The report's case studies point the same direction, with the standard caveat that they are single-advertiser, vendor-published results — not general benchmarks. A Kimberly-Clark campaign measured with NCSolutions reported a 36% average attention-score rise, with sales lift 313% higher for above-average-attention creative and ROAS 78% better than display-only; Danone's Activia reported a 56% attention-score increase; Stellantis reported a 165% engagement increase across 13 billion impressions in 19 countries. Directionally, they support the thesis that verified attention correlates with outcomes — proving that on your own spend is the kind of work we do in analytics engagements. IAS's companion Industry Pulse survey — vendor-commissioned, worth noting — found 88% of media and marketing experts ranking digital video and 84% ranking social media as top investment priorities, so the budget pressure toward the higher-viewability formats is already consensus.

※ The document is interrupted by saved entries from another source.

PR #970, opened 2018-01-08
File error code consistency

TBBle:
While playing with `std::error_code`, I found a couple of places using a `boost::system::error_code` API that doesn't work with `std::error_code`, and replaced them with a cross-compatible approach.

I also replaced in-passing a couple of places that were directly calling `::GetLastError()` instead of `boost::winapi::GetLastError()`. I was hoping to get rid of the `static_cast<int>` in a few places, but that's built-in to the way `error_code` has been defined, sadly.

### DIFF
--- a/include/boost/beast/core/impl/file_posix.ipp
+++ b/include/boost/beast/core/impl/file_posix.ipp
@@ -224,7 +224,7 @@ size(error_code& ec) const
 {
     if(fd_ == -1)
     {
-        ec.assign(errc::invalid_argument, generic_category());
+        ec = make_error_code(errc::invalid_argument);
         return 0;
     }
     struct stat st;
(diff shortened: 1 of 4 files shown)


vinniefalco:
Seems pretty reasonable, thanks!

vinniefalco:
@TBBle Since you're on the subject of error codes, would you mind taking a peek at this pull request? It could use a code review. Error codes and error conditions are pretty arcane, so an extra set of eyes on it might help me avoid doing something silly! Thanks
https://github.com/boostorg/beast/pull/969

TBBle:
@vinniefalco Sure, happy to have a look.

vinniefalco:
This will go into 153

vinniefalco:
Merged into 153

PR #994, opened 2018-01-22
Fix iterator version of basic_fields::erase

inetic:
When used, was causing compile errors.

Not sure whether const_casting here is the best approach,
please let me know if you can think of a better solution and I'll
change it.

### DIFF
--- a/include/boost/beast/http/impl/fields.ipp
+++ b/include/boost/beast/http/impl/fields.ipp
@@ -609,11 +609,11 @@ basic_fields<Allocator>::
 erase(const_iterator pos) ->
     const_iterator
 {
-    auto next = pos.iter();
+    auto next = pos;
     auto& e = *next++;
     set_.erase(e);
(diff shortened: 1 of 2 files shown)


vinniefalco:
>Not sure whether const_casting here is the best approach

@pdimov suggests it is correct:

* a precondition of deallocate is that the pointer came from allocate
* allocate gives non-const pointers
* therefore, the element can't have been const to begin with, and the const_cast is safe

inetic:
Thanks for the info, and happy it's OK. Out of curiosity, would you know what's happening with Travis? The Linux builds took about a day to start and the Mac build has been hanging there for more than two days now.

pdimov:
Travis has a ~3000 macOS job backlog, https://www.traviscistatus.com/

And the queued macOS jobs reduce the Linux parallelism from 5 to 3, so even Linux slows down.

Issue #982, opened 2018-01-15
file_mode::write_new fails on windows


chrisics:
Due to what seems to be compliance issue of the standard c library of Microsoft, 
The call open() of file_stdio, with file_mode "write_new" translates to a call to 

std::fopen (file_name, "wbx");

And this fails with "invalid argument passed to c-function". 

The "x" is not supported: See https://msdn.microsoft.com/en-us/library/yeby3zcb.aspx

(Beast version 144)

vinniefalco:
Can you please submit a pull request with a fix?

vinniefalco:
This should be fixed now

PR #999, opened 2018-01-28
file_mode::write_new available only on C++17 or later

chrisics:
Fixes issue https://github.com/boostorg/beast/issues/982

Since we don't want to loose the "write_new" option to open files, 
and since this option is only available in std::fopen since c++17 
(apart from the posix and win32 api's)
I suggest to assert that we are dealing with c++17, in case we are using std::fopen.

### DIFF
--- a/include/boost/beast/core/impl/file_stdio.ipp
+++ b/include/boost/beast/core/impl/file_stdio.ipp
@@ -105,6 +105,10 @@ open(char const* path, file_mode mode, error_code& ec)
         return;
     }
 #else
+    #if (__cplusplus <= 201402L)
+        // supported by std::fopen since c++17
+        BOOST_ASSERT(mode != file_mode::write_new);
+    #endif
     f_ = std::fopen(path, s);
     if(! f_)
     {


include/boost/beast/core/impl/file_stdio.ipp
```diff
@@ -105,6 +105,10 @@ open(char const* path, file_mode mode, error_code& ec)
         return;
     }
 #else
+    #if (__cplusplus <= 201402L)
+        // supported by std::fopen since c++17
+        BOOST_ASSERT(mode != file_mode::write_new);
```
vinniefalco: How about if we make the `file_mode::write_new` constant available only in C++17 and later? And the documentation can reflect this?

vinniefalco:
I think we would be better make `write_new` available only in C++17 this way they get an error at compile time instead of an assertion at run-time. And no one can accidentally make a program using Beast that only works in C++17 yet still compiles in C++11. What do you think?

vinniefalco:
Hmm this problem is a bit more nuanced than I originally thought. Only `file_stdio` doesn't support `write_new` on C++11, the other file implementations do support it (`file_win32` and `file_posix`). So the constant cannot be made conditionally available at compile time depending on language version.

Furthermore, `__cplusplus` is not always a reliable method of checking for features. We should define a macro, say `BOOST_BEAST_HAS_C11_FILE_MODES` and if that is not set, then throw an exception on `write_new` and `append_new`. Then we can work out the logic for setting that macro separately. The macro should be documented.

vinniefalco:
This took forever, but I have added code to deal with the missing modes in some cases. And I have removed the superfluous file mode (`append_new`.. lol). However I think this case is still a problem. Availability of `"wbx"` mode is a C level feature not C++, I think. I'm not sure this is the right way to test it. I am investigating...

vinniefalco:
I believe this can be fixed by emulating the mode. In fact I have already merged code to do so:
https://github.com/boostorg/beast/blob/develop/include/boost/beast/core/impl/file_stdio.hpp#L103

The problem is that the condition `__cplusplus <= 201402L` is not necessarily indicative of lack of support for the feature. For example, my `_MSC_VER` is 1910, my `__cplusplus` is less than `201402L`, but "wbx" works.

vinniefalco:
I believe this is resolved in the **master** and **develop** branches, could you please try it?

PR #1002, opened 2018-01-31
fix memory leak in advanced server examples

bebuch:
emplace_back may throw and at this time the pointer created with new is a raw unmanaged pointer that will never be deleted.

Beast is C++11, unfortunately the simple solution make_unique is introduced by C++14.


bebuch:
Ah, of course, thank you! I will change the request. :-)

vinniefalco:
Merged to v154, thanks!

Issue #941, opened 2017-12-16
Provide convenience alias for public type traits


djarek:
A convenience alias should be provided for public traits, similarly to C++14's or ASIO's traits, example:
```cpp
template<typename T>
using get_lowest_layer_t = typename get_lowest_layer<T>::type
```

vinniefalco:
Which of the other public traits need a similar treatment?

djarek:
Seems that `get_lowest_layer` is the only trait this is applicable to, because C++11 doesn't allow variable templates.

vinniefalco:
We should just change the API of `get_lowest_layer` to be the alias. This would be a breaking change. I doubt anyone will be using this obscure type.

PR #1016, opened 2018-02-10
Provide the type trait alias get_lowest_layer_t

djarek:
Added a C++14-style type alias (get_lowest_layer_t<T>) for the type trait get_lowest_layer<T>.

Resolves: #941

Signed-off-by: Damian Jarek <damian.jarek93@gmail.com>


vinniefalco:
But this requires C++14 does it not?

glenfe:
No, it requires only C++11 template aliases. (i.e. BOOST_NO_CXX11_TEMPLATE_ALIASES is not defined).

PR #1021, opened 2018-02-15
Add field enum entry for "Access-Control-Expose-Headers"

ivilata:
This response header is described both in [CORS](https://www.w3.org/TR/cors/) and [Fetch](https://fetch.spec.whatwg.org/) specifications.

### DIFF
--- a/include/boost/beast/http/field.hpp
+++ b/include/boost/beast/http/field.hpp
@@ -38,6 +38,7 @@ enum class field : unsigned short
     access_control_allow_headers,
     access_control_allow_methods,
     access_control_allow_origin,
+    access_control_expose_headers,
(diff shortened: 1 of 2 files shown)


vinniefalco:
I'm always glad to add more fields but note that the source code is generated from this script:
https://github.com/boostorg/beast/blob/develop/tools/make_field.sh

Which uses this file as input:
https://github.com/boostorg/beast/blob/develop/tools/field.txt

If I run the script again, your change would be lost. I think you should also add it to field.txt and test it, if you wouldn't mind - thanks!

ivilata:
Oh sorry, I wasn't aware about that generation step. I'll create a different PR following that approach.

Thanks!

PR #1022, opened 2018-02-15
Version 155

vinniefalco:
* Fix memory leak in advanced server examples
* Fix soft-mutex assert in websocket stream
* Fix fallthrough warnings
* Tidy up bind_handler doc

### DIFF
--- a/include/boost/beast/core/bind_handler.hpp
+++ b/include/boost/beast/core/bind_handler.hpp
@@ -28,8 +28,8 @@ namespace beast {
     which are not matched to placeholders are silently discarded.
 
     The passed handler and arguments are forwarded into the returned
-    handler, which inherits the associated allocator and associated
-    executor of the original handler.
+    handler, whose associated allocator and associated executor will
+    will be the same as those of the original handler.
 
     Unlike `boost::asio::io_context::wrap`, the returned handler can
     be used in a subsequent call to `boost::asio::post` instead of
--- a/include/boost/beast/websocket/detail/stream_base.hpp
+++ b/include/boost/beast/websocket/detail/stream_base.hpp
@@ -17,6 +17,7 @@
 #include <boost/beast/core/buffers_suffix.hpp>
 #include <boost/beast/core/error.hpp>
 #include <boost/asio/buffer.hpp>
+#include <boost/type_index.hpp>
 #include <cstdint>
 #include <memory>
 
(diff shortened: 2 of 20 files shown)


include/boost/beast/core/bind_handler.hpp
```diff
@@ -23,18 +23,18 @@ namespace beast {
...
     the original handler with the list of bound arguments. Any
-    parameters passed in the invocation will be subtituted for
+    parameters passed in the invocation will be substituted for
     placeholders present in the list of bound arguments. Parameters
     which are not matched to placeholders are silently discarded.
+
     The passed handler and arguments are forwarded into the returned
-    handler, which provides the same `io_context` execution guarantees
-    as the original handler.
+    handler, which inherits the associated allocator and associated
```
djarek: I think inherits might be misleading because it might cause the reader to think that the binder **inherits from** the associated allocator and executor. Perhaps **forwards** is a better name for this relationship?

include/boost/beast/websocket/impl/close.ipp
```diff
@@ -125,31 +123,26 @@ operator()(
     BOOST_ASIO_CORO_REENTER(*this)
     {
         // Maybe suspend
-        if(! d.ws.wr_block_)
+        if(d.ws.wr_block_.try_lock(this))
```
djarek: What if paused_close_.emplace() (line 136) throws an exception?

include/boost/beast/core/bind_handler.hpp
vinniefalco: true, willfix

include/boost/beast/websocket/impl/close.ipp
vinniefalco: It should propagate to the thread calling `io_context::run` like any other exception

vinniefalco: That's right, if an exception occurs in a composed operation the only subsequent permissible operation on the stream is destruction.

include/boost/beast/websocket/detail/stream_base.hpp
```diff
@@ -25,6 +26,86 @@ namespace beast {
...
+class type_mutex
+{
+    boost::typeindex::type_index ti_ = typeid(type_mutex);
+
+public:
+    type_mutex() = default;
+    type_mutex(type_mutex const&) = delete;
+    type_mutex& operator=(type_mutex const&) = delete;
+
+    type_mutex(type_mutex&& other)
```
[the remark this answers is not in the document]
vinniefalco: Good point!!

08 — ConclusionExclude precisely, don't avoid broadly.
The 21st MQR is a map of mispriced inventory — use it that way.
The durable findings from IAS's 21st Media Quality Report are structural, not seasonal. Mobile web display is simultaneously the largest slice of open-web supply at 45.1% of impressions and the most contaminated — 71.9% of MFA, 54.9% of suitability failures, 71.5% of clutter. Video's 11.8-point viewability lead over display keeps widening. And CTV splits into a 0.1%-IVT channel and a 9.1%-IVT channel depending on nothing except whether verification sits in the buying path.
None of that argues for abandoning a channel. It argues for precision: page-level MFA filtering on mobile web, show-level transparency on CTV, country-level viewability floors on video, and filtering aggressiveness tiered by vertical — CPG can run loose, Travel and Entertainment cannot. The decision matrix above is the operational version of that argument.
The honest caveat belongs in the last word: this is IAS measuring the world through IAS's own instruments, released two days into a new CEO's tenure, with an unmistakable commercial thesis that optimization pays. The thesis is probably right — the 91x CTV gap is hard to explain any other way — but verify it against your own logs before you re-cut a media plan around it. Benchmarks are the starting position, not the finish line.